Even more tragic than our separation
from the world is our separation from ourselves.
How many times have you stood in the kitchen slicing tomatoes for supper?
Where was your mind? What was your soul feeling?
Were you aware of the feel of the knife against against the palm of your
hand?
Did you feel the texture of the tomato as the knife sliced through it?
Were you aware of how your hips, shoulder, abdomen,
and wrist aided the hand in the slicing process?
The answer to all these questions is, probably, no.
(John Lash)
Qi
Tai chi beginners can sometimes become careless in their
performance of tai chi - with their minds upon
qi and pleasure,
they forget about the
physical.
If your joints are improperly used and your
awareness is poor, your body will
suffer.
Improved energy flow requires a correctly
balanced
physical body, used with
relaxation and
control.
Stability
The
qigong
exercises that begin a typical
tai chi class
focus upon stretching and strengthening the major muscle groups that support
the body.
Form
practice continues this, with the added benefit of mobilising the
joints.
Many students are not so keen on qigong because the exercises require
stamina and
endurance.
Missing these exercises or de-emphasising their importance is foolish.
Standing and moving qigong trains you to move the appropriate muscles and
maintain
healthy skeletal alignment at all times.
If your muscles, tendons and ligaments do not support the joints, the joints
will function abnormally.
Some
knee
problems can be caused by bad tai chi practice.

Mobility
If your tai chi looks and feels like
karate, you are
undoubtedly
doing it
incorrectly.
For your joints to flex appropriately, your muscles need to be quite
relaxed.
Only use the absolute minimal amount of
strength
required to hold your limb in place.
In most cases this will still be far too much, because your 'faulty
sensory appreciation' will tell you that you are relaxed, when in reality
you are far from it.
Locked muscles produce stiff, immobile joints.

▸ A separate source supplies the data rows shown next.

PR #337, opened 2021-12-14
feat: Make the partner timeouts "softer" during initial cache loading.

### LINKED ISSUE #336: Do not return 500 error when filling cache
When we're rolling out a new deploy, the caches need to be filled. This can result in a spike of 500 errors to the client, which can cause a mild panic attack with Ops. 

We should consider options to either return a softer error type (206?), an empty result, trigger a lag so that values are eventually filled and returned, or some other kinder behavior.

┆Issue is synchronized with this [Jira Task](https://mozilla-hub.atlassian.net/browse/CONSVC-1430)

jrconlin:
Closes #336

### DIFF
--- a/src/adm/tiles.rs
+++ b/src/adm/tiles.rs
@@ -246,9 +246,13 @@ pub async fn get_tiles(
         .tiles
         .into_iter()
         .filter_map(|tile| {
-            state
-                .filter
-                .filter_and_process(tile, location, &device_info, tags, metrics)
+            state.filter.read().unwrap().filter_and_process(
+                tile,
+                location,
+                &device_info,
+                tags,
+                metrics,
+            )
         })
         .take(settings.adm_max_tiles as usize)
         .collect();
--- a/src/adm/tiles.rs
+++ b/src/adm/tiles.rs
@@ -1,4 +1,10 @@
-use std::{fmt::Debug, fs::File, io::BufReader, path::Path, time::Duration};
+use std::{
+    fmt::Debug,
+    fs::File,
+    io::BufReader,
+    path::Path,
+    time::{Duration, Instant},
+};
 
 use actix_http::http::header::{HeaderMap, HeaderValue};
 use actix_web_location::Location;
@@ -193,8 +199,24 @@ pub async fn get_tiles(
             .send()
             .await
             .map_err(|e| {
+                // If we're just starting up, we're probably swamping the partner servers as
+                // we fill the queue. Instead of returning a normal 500 error, let's
+                // return something softer to keep our SRE's blood pressure lower.
+                //
+                // We still want to track this as a server error later.
+                //
+                // TODO: Remove this after the shared cache is implemented.
+                let mut err: HandlerError = if e.is_timeout()
+                    && Instant::now()
+                        .checked_duration_since(state.start_up)
+                        .unwrap_or_else(|| Duration::from_secs(0))
+                        <= Duration::from_secs(state.settings.adm_timeout)
+                {
+                    HandlerErrorKind::AdmLoadError().into()
+                } else {
+                    HandlerErrorKind::AdmServerError().into()
+                };
                 // ADM servers are down, or improperly configured
-                let mut err: HandlerError = HandlerErrorKind::AdmServerError().into();
                 err.tags.add_extra("error", &e.to_string());
                 err
             })?
--- a/src/adm/tiles.rs
+++ b/src/adm/tiles.rs
@@ -193,7 +193,8 @@ pub async fn get_tiles(
             AdmTileResponse::fake_response(&state.settings, test_response)?
         }
         crate::settings::TestModes::TestTimeout => {
-            return Err(HandlerErrorKind::AdmLoadError().into())
+            trace!("### Timeout!");
+            return Err(HandlerErrorKind::AdmLoadError().into());
         }
         _ => {
             state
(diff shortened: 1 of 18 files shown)


src/error.rs
```diff
@@ -94,6 +98,7 @@ impl HandlerErrorKind {
         match self {
             HandlerErrorKind::Validation(_) => StatusCode::BAD_REQUEST,
             HandlerErrorKind::AdmServerError() => StatusCode::SERVICE_UNAVAILABLE,
+            HandlerErrorKind::AdmLoadError() => StatusCode::PARTIAL_CONTENT,
```
ncloudioj, line 101: The Contile integration code in Firefox currently only handles HTTP 200 and 204. Given a 206, it will still try parsing the JSON from the response, which basically would share the same code path as HTTP 500.

Does it make sense to return HTTP 204 here instead?

ncloudioj (dismissed):
r+ w/ a comment.

src/error.rs
hackebrot: Do you mind adding integration tests for this, @jrconlin? 🤖

jrconlin: Returning a 204 is fine. I thought we had suggested 206 initially, but it doesn't matter from the server.

I'm not sure of the best way to trigger the test, mostly because this relies on an external failure state. I can see if I can construct a viable test around this, but it might be too artificial to be useful.

pjenvey: The integration test suite supports adding a delay (like a `time sleep()`) to responses, that could trigger the `Populating` state and possibly a subsequent step in the same scenario could then trigger this case?

pjenvey: My mistake, the second step is blocked on the first step finishing, so that wouldn't work

jrconlin:
With https://github.com/mozilla-services/contile/pull/337/commits/f173d2517c5a095cab0df4ae341d5e1d86a8f91e, I expanded the `CONTILE_TEST_MODE` flag to indicate states to run the server. I'm not sure how to best specify that using the existing integration tests.

I updated the old, crappy one to illustrate how to check for it.

pjenvey (changes requested):
I'm really sorry, I only glanced at this PR last month and thought it was doing something else.

The source of the 503 errors on startup is contile itself, [the handler returns them](https://github.com/mozilla-services/contile/blob/main/src/web/handlers.rs#L103) when the cache contains a `TilesState::Populating` entry. Requests set that state when they have a request to adM inflight, preventing subsequent requests from needlessly making the same redundant adM request until the original finishes (#248).

With that change we've ended only getting a pretty number of `AdmServerError`s (pretty much all are timeouts) -- they're all in sentry.

tools/test/integration_test.py
```diff
@@ -192,3 +200,12 @@ def test_bad_click_host(self, settings):
...
         assert list(names) == ["acme", "dunder mifflin"]
+
+    def test_aatimeout(self, settings):
+        # restart the test server with a timeout response
+        global SERVER
+        kill_process(SERVER)
+        setup_module(test_mode="TestTimeout")
+        url = "{root}/v1/tiles".format(root=settings.get("test_url"))
+        resp = requests.get(url, headers=default_headers(test=""))
+        assert resp.status_code == 204
```
pjenvey, line 211: With `AdmLoadError` going through the error handling path we might as well also `assert not resp.content`. I think `actix-web` doesn't render anything for 204s despite our error handler setting a JSON response body but let's test it.

tools/test/integration_test.py
```diff
@@ -192,3 +200,12 @@ def test_bad_click_host(self, settings):
         assert len(tiles) == 2
         names = map(lambda tile: tile.get("name").lower(), tiles)
         assert list(names) == ["acme", "dunder mifflin"]
+
+    def test_aatimeout(self, settings):
```
pjenvey, line 204: It seems like we don't actually run this test suite in CI?

src/adm/tiles.rs
```diff
@@ -172,39 +178,64 @@ pub async fn get_tiles(
...
+                    // We still want to track this as a server error later.
+                    //
+                    // TODO: Remove this after the shared cache is implemented.
+                    let mut err: HandlerError = if e.is_timeout()
+                        && Instant::now()
+                            .checked_duration_since(state.start_up)
+                            .unwrap_or_else(|| Duration::from_secs(0))
+                            <= Duration::from_secs(state.settings.adm_timeout)
+                    {
+                        HandlerErrorKind::AdmLoadError().into()
```
pjenvey, line 220: I'm not totally convinced we need all this because we don't seem to generate too many `AdmServerError`s AFAICT but I'm ok keeping it and seeing its actual usage. 

Though I'm thinking `AdmLoadError` should emit a metric instead of going to sentry (just needs a line added to `HandlerErrorKind::metric_label`) since we know exactly what causes it. I'd say the the same for `AdmServerError` (at least when `e.is_timeout()` which is the majority of its cases) but let's worry about that later.

pjenvey (changes requested):

tools/test/integration_test.py
jrconlin: no, we don't. There's a comment above noting that I don't know how to best test this using the current integration tests, but created this local test to verify that it's working.

src/adm/tiles.rs
jrconlin: The reason I think `AdmLoadError` should be a sentry event is because it's both significant and actionable, it's just that during the initial startup, there can be a lot of false events because we're swamping the sources. If we make it a metric, we're less inclined to take action. I am not going to make this a strong stand, though, so if we see different behaviors in the future, I'm find converting this to a metric.

pjenvey (approved):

We want mobile joints, supported by a
supple framework of
elastic tissue.
Shoulders
The shoulders are commonly overused in tai chi.
They should be connected to the hips and moved as a consequence of the leg
and waist muscles,
rather than independently.
There are no conventional
punches in tai
chi; you never deliver a blow by 'cocking' the shoulder.
The shoulders should be free to fold and flex normally but never lead the
movement.
If your shoulders are stiff, consider how free the legs are...
Pelvis, hips & knees
The
pelvis hardly moves in tai chi - it is the
hip kwa that moves.
Keep the pelvis heavy and let the muscles of your waist and legs move the
body.
Many students sink deep into the knees instead of the hips - this is how you
can damage the knees.
If your knees hurt during tai chi practice, look to the pelvis first.
Loose hips, relaxed lower back and ankles will allow the knee to move comfortably.
Spine
Sinking into your hips and letting the pelvis become heavy will allow the
lower back to relax fully.
When the tailbone drops, your spine lengthens
naturally.
Make sure that the rear knee is relaxed.
You should feel a sensation behind the
shoulders called 'pluck up the back'.
Stiffness and holding will reduce mobility - the vertebra should be free to
flex and rotate as you move.
Stability & mobility
Your tai chi practice must balance stability and mobility.
Without the stability and support of the muscles and a correctly aligned
skeleton, joint movement can become sloppy and careless.
Beginners work extensively upon stability and
strength, only moving
onto a more dynamic performance of tai chi once the body has found balance.
Wayward joints and
exaggerated movements need to be identified and corrected long before reeling
silk and
applications are
introduced.
Classes
A
new starter
should do very few form postures until they begin to get some sense of their own
body.
Our
beginners syllabus
limits people to the first section of the
Yang
Cheng Fu
form.
These are revised until the more serious faults are removed.